Exercise description: Wherever a line of the data contains "requested", copy that line.
(Source material)
PR #1085, opened 2020-12-01
feat(areas): save the id on the area so they can be ordered consistently

ericadeckl:
UCEP-777

### DIFF
--- a/src/os/ogc/filter/ogcspatialformatter.js
+++ b/src/os/ogc/filter/ogcspatialformatter.js
@@ -45,13 +45,14 @@ os.ogc.filter.OGCSpatialFormatter.prototype.format = function(feature) {
     // name/desc does not matter.
     var name = os.xml.escape(/** @type {string} */ (feature.get('title') || 'New Area'));
     var description = os.xml.escape(/** @type {string} */ (feature.get('description')));
+    var id = feature.getId() != null ? os.xml.escape(feature.getId().toString()) : undefined;
 
     switch (type) {
       case ol.geom.GeometryType.CIRCLE:
         geometry = /** @type {ol.geom.Circle} */ (geometry);
 
         var polyCircle = new ol.geom.Polygon([os.geo.interpolateCircle(geometry.getCenter(), geometry.getRadius())]);
-        result = os.ogc.spatial.formatGMLIntersection(polyCircle, this.column_, name, description) || '';
+        result = os.ogc.spatial.formatGMLIntersection(polyCircle, this.column_, name, description, id) || '';
         break;
       case ol.geom.GeometryType.MULTI_LINE_STRING:
       case ol.geom.GeometryType.POLYGON:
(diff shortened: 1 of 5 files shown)


src/os/ui/query/basicqueryreader.js
```diff
@@ -84,6 +84,9 @@ os.ui.query.BasicQueryReader.prototype.parseEntries_ = function(ele) {
       var title = os.xml.unescape(ele.getAttribute('areanamehint') || ele.getAttribute('namehint') || 'New Area');
       area.set('title', title);
       area.set('description', os.xml.unescape(ele.getAttribute('description')));
+      if (ele.getAttribute('id')) {
```
schmidtk, line 87: Could you verify this behavior in the existing test for this class?

src/os/ogc/filter/ogcspatialformatter.js
```diff
@@ -45,31 +45,32 @@ os.ogc.filter.OGCSpatialFormatter.prototype.format = function(feature) {
     // name/desc does not matter.
     var name = os.xml.escape(/** @type {string} */ (feature.get('title') || 'New Area'));
     var description = os.xml.escape(/** @type {string} */ (feature.get('description')));
+    var id = feature.getId();
```
schmidtk, line 48: I would recommend calling `os.xml.escape` on the id, in case it contains characters that are invalid in an XML attribute.

schmidtk (changes requested):

src/os/ui/query/basicqueryreader.js
```diff
@@ -108,6 +111,9 @@ os.ui.query.BasicQueryReader.prototype.parseEntries_ = function(ele) {
       var title = os.xml.unescape(ele.getAttribute('areanamehint') || ele.getAttribute('namehint') || 'New Area');
       excArea.set('title', title);
       excArea.set('description', os.xml.unescape(ele.getAttribute('description')));
+      if (ele.getAttribute('id')) {
+        excArea.setId(ele.getAttribute('id'));
```
jsalankey, line 115: The earlier `os.xml.escape` needs to be undone with an `os.xml.unescape` here.

test/os/ui/query/basicquery.xml
```diff
@@ -79,7 +79,7 @@
     <And>
       <And>
         <Or>
-          <Intersects description="Some Description" namehint="Some Area" xmlns="http://www.opengis.net/ogc">
+          <Intersects description="Some Description" namehint="Some Area" id="ID" xmlns="http://www.opengis.net/ogc">
```
jsalankey, line 82: It might be useful to include an escaped character here like `&amp;` to verify in the test that it gets brought back to just an `&`

ericadeckl: This is a great idea!

schmidtk (approved):

schmidtk:
All of my feedback is addressed and looks like @jsalankey's as well. I'll defer to him to verify.

PR #1088, opened 2020-12-02
feat(presets): support sharing presets among matching layerFilterKeys

glennkitchellcaci:
Fixed minor issues with Feature Action searches and filters in edge cases.
Used more robust layerpresetmanager.getPresets() to load all feature actions when adding a source instead of only the embedded loadDefaults().

### DIFF
--- a/src/plugin/featureaction/featureactionmanager.js
+++ b/src/plugin/featureaction/featureactionmanager.js
@@ -9,10 +9,10 @@ goog.require('os.data.event.DataEventType');
 goog.require('os.im.action.ImportActionCallbackConfig');
 goog.require('os.im.action.ImportActionManager');
 goog.require('os.implements');
+goog.require('os.layer.preset.LayerPresetManager');
 goog.require('os.source.IImportSource');
 goog.require('plugin.im.action.feature');
 goog.require('plugin.im.action.feature.Entry');
-
 
 
 /**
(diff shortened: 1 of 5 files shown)


src/plugin/featureaction/featureactionmanager.js
```diff
@@ -309,9 +309,15 @@ plugin.im.action.feature.Manager.prototype.addSource_ = function(source) {
       this.sourceListeners_[id] = ol.events.listen(/** @type {ol.events.EventTarget} */ (source),
           goog.events.EventType.PROPERTYCHANGE, this.onSourcePropertyChange_, this);
 
-      this.loadDefaults(id).thenAlways(function() {
+      var promise = os.layer.preset.LayerPresetManager.getInstance().getPresets(id, true);
```
jsalankey, line 312: I'm not sure I'm following this change... when is the `loadDefaults` call happening now? Is the preset manager now completely responsible for that?

glennkitchellcaci: Yeah, that "true" param makes it so when a new source is added, it'll look for and apply whatever "default=true" preset it detects - if it hasn't done so before (i.e. it'll rely on the User's current settings if it the layer/source has been added before).

jsalankey: The reason for my trepidation here is that the original intent of default feature actions in this manager was for them to be an independent piece of functionality that could hypothetically be loaded from anywhere (not just a preset)... Not sure if such a thing could still be supported just by looking at this PR.

glennkitchellcaci: ImportActionManager.loadDefaults(id) is called by SettingsPresetService through...
`lpm.getPresets(id)` >> `for presetservices...` >> `sps.find(id)` >> `iam.loadDefaults(id)`
There aren't settings.json configs such that the sps.find() wouldn't end up calling loadDefaults(). It's incredibly circuitous compared to "this.loadDefaults()"; but opens the door for Default FA's that aren't deployed with the code and/or settings.json like how loadDefaults() requires.

jsalankey (approved):

jsalankey (approved):

PR #1089, opened 2020-12-02
fix(noscroll): remove unused noscroll window option

swtyler:
Before Opensphere moved to bootstrap 4, we had a scroll "windowOption". That option was removed, or rather it no longer does anything, but the code was never cleaned up


michael-roschenwimmer (approved):
Looks good to me!

bradh:
This is a breaking (source incompatible) change for external plugins. It looks like you only need to remove the relevant line though.

PR #1090, opened 2020-12-02
Normalize 'NoBreakSpace' for File Input

Gamerlios123:
fix(nobreakspace): normalized white-space for file input

### DIFF
--- a/src/os/file/file.js
+++ b/src/os/file/file.js
@@ -118,7 +118,11 @@ os.file.File.prototype.getContent = function() {
  * @param {?(ArrayBuffer|Object|string)} value
  */
 os.file.File.prototype.setContent = function(value) {
-  this.content_ = value;
+  if (value instanceof ArrayBuffer) {
+    this.content_ = os.file.normalizeWhitespace(new TextDecoder('utf-8').decode(value));
+  } else {
+    this.content_ = value;
+  }
 };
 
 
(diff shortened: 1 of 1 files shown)


src/os/file/file.js
```diff
@@ -118,7 +118,11 @@ os.file.File.prototype.getContent = function() {
  * @param {?(ArrayBuffer|Object|string)} value
  */
 os.file.File.prototype.setContent = function(value) {
-  this.content_ = value;
+  if (value instanceof ArrayBuffer) {
+    this.content_ = os.file.normalizeWhitespace(new TextDecoder('utf-8').decode(value));
```
wallw-bits, line 122: You cannot assume UTF8 here. A better place for this call would be in `File.prototype.convertContentToString()`.

src/os/file/file.js
```diff
@@ -440,3 +444,14 @@ os.file.deserializeFile = function(data) {
...
+
+
+/**
+ * Normalizes all whitespace excluding newlines to std space
+ * @param {?(ArrayBuffer|string)} string
+ * @return {string}
+ */
+os.file.normalizeWhitespace = function(string) {
+  // Convert whitespace (-newlines) to standard space
+  return string.replace(/[^\S\n]/g, '\u0020');
```
wallw-bits, line 456: I do not think this is a good idea. Some files are tab-delimited. Let's discuss what you were trying to fix.

wallw-bits (changes requested):

wallw-bits:
I think @Gamerlios123 was seeing two separate issues, the first being caused by an encoding detection failure in `jschardet` (`"\u00a0" is not detecting as UTF-8), and the second being exacerbated by the first because it makes it more difficult to replace that character in whatever plugin if it gets decoded incorrectly. I will write that up the decoding issue separately and then any replacements can be done by plugin or application code.

PR #1091, opened 2020-12-03
feat(video): indicate if webgl renderer can render video in overlay

bcleveland1022:


jsalankey (approved):

src/plugin/cesium/cesiumrenderer.js
```diff
@@ -426,6 +426,12 @@ plugin.cesium.CesiumRenderer.prototype.renderSync = function() {
   }
 };
 
+/**
+ * @inheritDoc
+ */
+plugin.cesium.CesiumRenderer.prototype.supportsVideoOverlay = function() {
+  return false;
+};
```
jsalankey, line 434: This might be better if moved to abstractwebglrenderer.js. That would cover any class that extends it as a base implementer of the interface.

PR #1094, opened 2020-12-04
feat(map): allow rotation in 2d and don't reset when switching to 2d

schmidtk:
Rotation was disabled in 2D and reset when switching from 3D to 2D for performance reasons. This was largely due to inefficient tile rendering in Chrome, which has since been fixed. The canvas renderer still goes down a less efficient path, but works perfectly fine in many situations. It seems the preferred behavior is to maintain rotation when switching between 3D/2D, so the current view is maintained between the two.

This PR makes the following changes:

- Rotation is no longer reset when switching from 3D to 2D.
- The above can be toggled in Settings > Display if the old behavior is preferred.
- 3D rotation controls now work in 2D. This includes the keyboard (Shift + Left/Right Arrow) and mouse (Right/Middle Click + Drag) interactions.
- The above controls are documented in the Controls UI (Support > Controls).
- WebGL heading and OpenLayers rotation both use 0 for north, but the directions are opposite. This caused a few bugs we hadn't noticed. The rotate map control (top/right) will now rotate towards north (3D was rotating the wrong direction), and view persist/restore will no longer flip rotation direction in situations where 2D saved the view and 3D restored it.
(End Source material)
Task answer:
schmidtk (changes requested):
wallw-bits (changes requested):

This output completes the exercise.